Condom use occurs within the context of a partnered sexual encounter. Condoms are most often reported as used by those who have multiple partners, and in what are variously described as casual, one-time or occasional partnerships rather than repeated, relationship-based or marital sexual partnerships.9–24,52–56 In fact, Adetunji110 found marital status to be the strongest predictor of condom use in his analysis of DHS data from Zimbabwe. The greater likelihood of condom use among those with multiple partners and in ‘casual’ relationships has been found across diverse forms of sexual partnering – among youth with no ‘long-term’ relationship in Ghana and South Africa,52–56,111 among those who are married and have additional casual or multiple partnerships in studies in all regions of SSA,79,82,112–114 and among sex workers in South Africa33,36 who have both regular and casual sexual partnerships.

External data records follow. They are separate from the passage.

PR #58, opened 2022-06-01
Finish updating student survey for launch

CollinWoo:
### Summary 

This pull request implements the survey design shown [here](https://www.figma.com/file/9zueLCvKT7BBMYi8Dt8Ukp/Zing-LSC?node-id=2394%3A234446). See http://localhost:3000/survey.

- [x] Disable next button if no option is selected
- [x] Make it look like designs (mostly complete, see notes)
- [x] Make submission confirmation screen an actual confirmation that could fail if the request doesn’t succeed

### Test Plan 

Changes were mostly visual so testing was done by comparing the Figma to the actual frontend. Screenshots of the frontend implementation are below:

Screen Shot 2022-05-31 at 10 19 24 PM
Screen Shot 2022-05-31 at 10 19 36 PM
Screen Shot 2022-05-31 at 10 19 48 PM
Screen Shot 2022-05-31 at 10 20 00 PM
Screen Shot 2022-06-05 at 6 26 03 PM
Screen Shot 2022-06-05 at 10 20 07 PM

### Notes 
- Unlike the Figma, the front page has a single name field as opposed to separate first and last name fields. This is because the general consensus seems to favor the former over the latter. See [this Slack thread](https://cornelldti.slack.com/archives/C03G3EK5B4G/p1653628926446749) for more details.
- Many of the design changes were accomplished with inline sx styling because I wasn't sure how to factor out the sx styling into a seperate stylesheet, which would probably be a cleaner, more DRY implementation.


frontend/src/modules/Survey/Components/StepBegin.tsx
```diff
@@ -98,48 +46,39 @@ export const StepBegin = ({
...
+            }
+          />
+          <TextField
+            value={email}
+            sx={textInputStyle}
+            variant="standard"
+            placeholder="Cornell NetID"
+            onChange={(e: React.ChangeEvent<HTMLInputElement>) =>
+              setEmail(e.target.value)
+            }
```
Coreball: I think we should keep the placeholder as Cornell Email or something, because internally the rest of the code expects emails (especially relevant to sending emails). Unless we want to change to using NetID throughout, which on the dev side at least involves more work.

CollinWoo: I could change it so that "@cornell.edu" is appended to the the end of the target value before setEmail is called. Or is it better just to have it be an email field?

wizhaaa (commented):
Great work on the survey. 

I think the form should have some more form/data validation. Some suggestions I have are 

1) Enforce that the user puts an email in the Net ID field and validate that it is in a valid email format. This will be important later when we want to send emails to the matched students. It may cause an error if the email recipients aren't actually emails. Also, they won't get an email to tell them they were matched. I believe MUI has a prop to pass in to show an error if their input isn't in the form of an email. 

2) Not necessary but would make things easier for the student: catch survey errors beforehand - check that the course they input exists. Maybe call the Cornell course roster API for each course they input and check if it exists as they fill out the form and show the student according to if it exists. Alternatively, could just read the backend response (res.success = false or true) and render the appropriate error screen telling them that their course input is invalid at the end instead of when they fill it out. 

3) Also for courses, I think it may be more accessible if we allow students to put in lower case courses like 'cs 2110' and then we would call .toUpperCase() on their input so it is formatted correctly. Could also strip any white space from the end and beginning of it. 

Not super important, but I feel like some students may use their phone/mobile device to fill out the survey and it is not very mobile friendly as the first page's input fields (name and email) are not visible/tappable.

frontend/src/modules/Survey/Components/StepBegin.tsx
Coreball: Idk

frontend/src/modules/Survey/Components/StepBegin.tsx
```diff
@@ -24,63 +22,13 @@ export const StepBegin = ({
...
-      return
-    }
-    // TODO: change this to some regex magic @Shi Chong
-    if (email === '') {
-      console.log('setting email red')
-      setError(errorEnum.EMAIL)
-      return
-    }
-    setError(errorEnum.NONE)
     gotoNextStep()
```
Coreball: Since the rest of `handleNext` has been removed, you can simplify by just giving the button the `gotoNextStep` function for when it's clicked

frontend/src/modules/Survey/Components/StepBegin.tsx
Coreball: Regarding what @notwz said about validation, if we did want to have them put in their email here the error could just be like "error if it's not empty and doesn't end in @cornell.edu" (technically doesn't catch all invalid emails, but will handle most cases). This way the error doesn't show up before they have typed anything.

Also what if we assume they put in their NetID but someone gives us their email, then we have to remove the @cornell.edu because we don't want netid@cornell.edu@cornell.edu

frontend/src/modules/Survey/Components/StepBegin.tsx
```diff
@@ -98,48 +46,39 @@ export const StepBegin = ({
...
+              setEmail(e.target.value)
+            }
+          />
         </StyledFields>
-        <Box sx={{ marginLeft: 'auto', textAlign: 'center' }}>
-          <IconButton className="next" onClick={handleNext}>
+        <Box
+          sx={{
+            marginLeft: 'auto',
+            textAlign: 'center',
```
Coreball, line 74: Probably a more elegant solution now is to use a column-oriented flexbox to group the button and "Next" instead of using a `<br>` element (bad use of semantic HTML here)

frontend/src/modules/Survey/Components/StepCourse.tsx
```diff
@@ -31,15 +35,19 @@ export const StepCourse = ({
...
+    courses.length === 0 ? 'ABC 1100' : '+ Add another course...'
 
   return (
     <StyledContainer>
       <StyledQuestionText>
         What course(s) would you like to find study partners for?
       </StyledQuestionText>
+      <StyledWarningText>
+        * Please do not submit the cross-listed version of the same course more
+        than once
```
Coreball: Again, I would advocate for less strong wording like "You do not need to submit the cross-listed version of the same course more than once" because it's a strength that we don't need them to do it multiple times, not a flaw on our end that submitting the cross-listed version more than once would break something. I made a comment on the Figma about this just now.

frontend/src/modules/Survey/Components/StepTemplate.tsx
```diff
@@ -45,23 +45,37 @@ export const StepTemplate: FunctionComponent<StepTemplateProps> = ({
...
+              color: 'purple.100',
+            }}
+          >
+            <IconButton
+              className="next"
+              onClick={handleNext}
+              disabled={!isStepValid}
+              sx={{ boxShadow: 3 }}
+            >
+              {stepNumber === totalSteps ? <Check /> : <ArrowForward />}
```
Coreball, line 75: Checkmark and "Finish" are nice!

frontend/src/modules/Survey/Styles/StepCourse.style.tsx
```diff
@@ -10,13 +10,21 @@ export const StyledQuestionText = styled.div`
...
 `
 
+export const StyledWarningText = styled.div`
+  ${h4};
+  font-size: 24px;
+  font-weight: 400;
+  text-align: center;
+  margin: 0px 20%;
+  margin-bottom: 50px;
+`
```
Coreball, line 23: It would be better to move everything over to `<Typography>` in the future, but this can slide for now

Coreball (approved):
Good job, approving this because it does what we need it to do, but there are some comments to look at.

Ideally we would do more to move towards using MUI components directly instead of wrapping them in more components that add complexity and not much value. Replacing the NameField and EmailField with regular TextFields is good progress towards this! However it would also be nice to see the InputFields on the course input step replaced as well, and the InputField file deleted (along with NameField and EmailField) because we aren't using them anymore and don't want to confuse people in the future. It also bothers me a little that the input fields on the course step don't match the styling of the first step.

Then for the course input steps I think you can use onChange and have it update every time the user types something in. This would be a good opportunity to auto-capitalize as they type, so the user doesn't have to worry about "cs 1110" or "CS 1110", whatever they type will show up in the same format that visually matches the placeholder. I believe this would address @notwz's third point in an even more user-friendly way as well.

For calling the course roster API from the survey directly to see if the courses exist and mobile support, I think those can be out of scope for this PR to keep it more streamlined. We should definitely revisit mobile support in the near future though.

Coreball:
Also the overflow looks goofy on Firefox

Screen Shot 2022-06-02 at 22 21 53

frontend/src/modules/Survey/Components/StepBegin.tsx
Coreball: Low priority so I guess it's OK if you don't fix this now

frontend/src/modules/Survey/Components/Survey.tsx
```diff
@@ -6,51 +6,69 @@ import { StepBegin } from 'Survey/Components/StepBegin'
...
 import { Question } from '@core/Types'
+import axios from 'axios'
+import { API_ROOT, STUDENT_API } from '@core/Constants'
 
 export const Survey = () => {
   const [showError, setShowError] = useState(false)
-  const [currStep, setCurrStep] = useState(0)
+  const [currStep, setCurrStep] = useState(1)
+  const [surveySuccess, setSurveySuccess] = useState(false)
+  const [surveyError, setSurveyError] = useState('')
```
Coreball: I think surveySuccess is redundant because if there's an error message that means it was not successful. You could use `useState<string | null>(null)` and check if the error is null or not

frontend/src/modules/Survey/Components/Survey.tsx
```diff
@@ -6,51 +6,69 @@ import { StepBegin } from 'Survey/Components/StepBegin'
...
+    axios.post(`${API_ROOT}${STUDENT_API}/survey`, surveyData).then(
+      (response: any) => {
+        console.log(response)
+        setSurveySuccess(true)
+        setCurrStep(currStep + 1)
+      },
+      (error: any) => {
+        console.log(error)
+        setSurveySuccess(false)
+        setSurveyError(error.message)
```
Coreball: You likely want to use the error message provided in the response, not the message on the error object. For example right now when submitting an invalid course, the error displayed is

> "Error: Request failed with status code 400"

instead of

> "Could not find course data for class CS2114"

which is in the response message. Maybe https://axios-http.com/docs/handling_errors can help

Coreball (commented):
Good work, though there is one user-impacting fix to make regarding the error message. Also remove the old Zing logo from the final step page

Coreball (approved):

PR #59, opened 2022-06-03
Email modal revisions

mluo24:
### Summary 

Because of the issue raised in https://cornelldti.slack.com/archives/C03FG2U1V28/p1653692556464509, as when a React component's state gets modified, the component will indeed refresh, causing a flash, the `ZingModal` component needed to be reworked. The original rational was to not need to remember to add a bunch of extraneous components for styling to make sense, but unfortunately that cannot be accomplished with the way React works. The modal component was instead created to model the [Bootstrap Modal](https://react-bootstrap.github.io/components/modal/) and the [MUI Dialog component](https://mui.com/material-ui/react-dialog/). 

This PR also implements a few stylistic code choices to make code look a bit cleaner. However, not all was implemented (actually, they were implemented independently from Changyuan's concerns), so please take a look at the review.

The following new components were added, in addition to the ZingModal original component:

- [x] ZingModal.Title - underlying component is the `DialogTitle` component, meant to hold the title as well as the close symbol, which can be shown by passing in an onClose component
- [x] ZingModal.Body - underlying component is the `DialogContent` component, can basically hold anything of the Modal body
- [x] ZingModal.Controls - underlying component is the `DialogActions` component, holds the buttons

I left some of the added props that were added in the original PR. Everything else could pretty much be used to style with sx.

### Test Plan 

image
image
image
https://cornelldti.slack.com/archives/C03H6UPNFHC/p1654240862218699

### Notes 

Check the code diff to see the new props of the modal components. New documentation coming soon. Let me know if I missed anything.


Coreball (approved):
Nice, I like how you improved the code in the PR this is branched off from too. One thing which I found odd though is that clicking on the backdrop of the modal no longer dismisses it, was this intended? @hexbabe please approve this one because it is directly relevant to #57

Consistently across studies from countries in all regions of SSA, condoms are associated with promiscuity, unfaithfulness and distrust.43,73,74,79,113,115,116 For these reasons, condoms are not only considered unnecessary, but are also seen as damaging in a relationship built on trust, most especially in marriage.32,76,80,114–117 In Chimbiri’s study in Malawi, for example, condoms were referred to as ‘an intruder into the domestic space.’77 This is even the case for serodiscordant couples. Husbands of HIV-positive wives in studies in Kenya38,98 and Togo99 who refused to use condoms referred to their wives as ‘prostitutes’ if they encouraged condom use. King et al., in their study of HIV-positive individuals in Uganda, found that even among those with a strong commitment not to infect others (expressed as ‘The virus stops with me’), consistent condom use was problematic in long-term relationships.118 Further evidence of the problematic nature of condom use among serodiscordant couples is provided in two studies that included HIV widows whose ethnic group practiced ‘wife inheritance’ (a widow becomes the wife of a male relative on the death of her husband). In both studies, new husbands insisted on sex without a condom38,119 even though they suspected that their ‘new’ wives were infected with HIV. The negative correlation found between condom use and viewing condoms as an issue of trust by Agha et al. in analysis of data from eight SSA countries113 and Montgomery et al. in four countries115 is consistent with results of these qualitative inquiries. Across all eight countries in Agha’s study, trust (i.e. trust that the partner was faithful and condoms were therefore unnecessary) was the main reason given for lack of condom use in marriage and regular partnerships. This contrasts with dislike of condoms, which was the primary reason in casual partnerships.113
Already addressed earlier in this paper is the issue of power or control over condom use in sexual relationships. Across all regions of SSA, control of use is in the hands of men, with initiation of condom use extremely difficult, if not impossible, for women.31,32,34,35,37–39,120,121 Blanc’s review of results from DHS data from countries in southern, eastern and western Africa demonstrated that women have more influence on condom use where there is a more equitable balance of power between partners.122
Commercial sexual relationships
Sex workers – those who provide for all or most of their economic needs through the payment they receive for providing sexual services to a variety of partners – are among those who stand to gain the most from condom use for protection against STIs. Consistent with the focus on heterosexual intercourse in the literature from SSA, little research is available on male sex workers. Consequently, this section is based on research that relates exclusively to the work of female sex workers.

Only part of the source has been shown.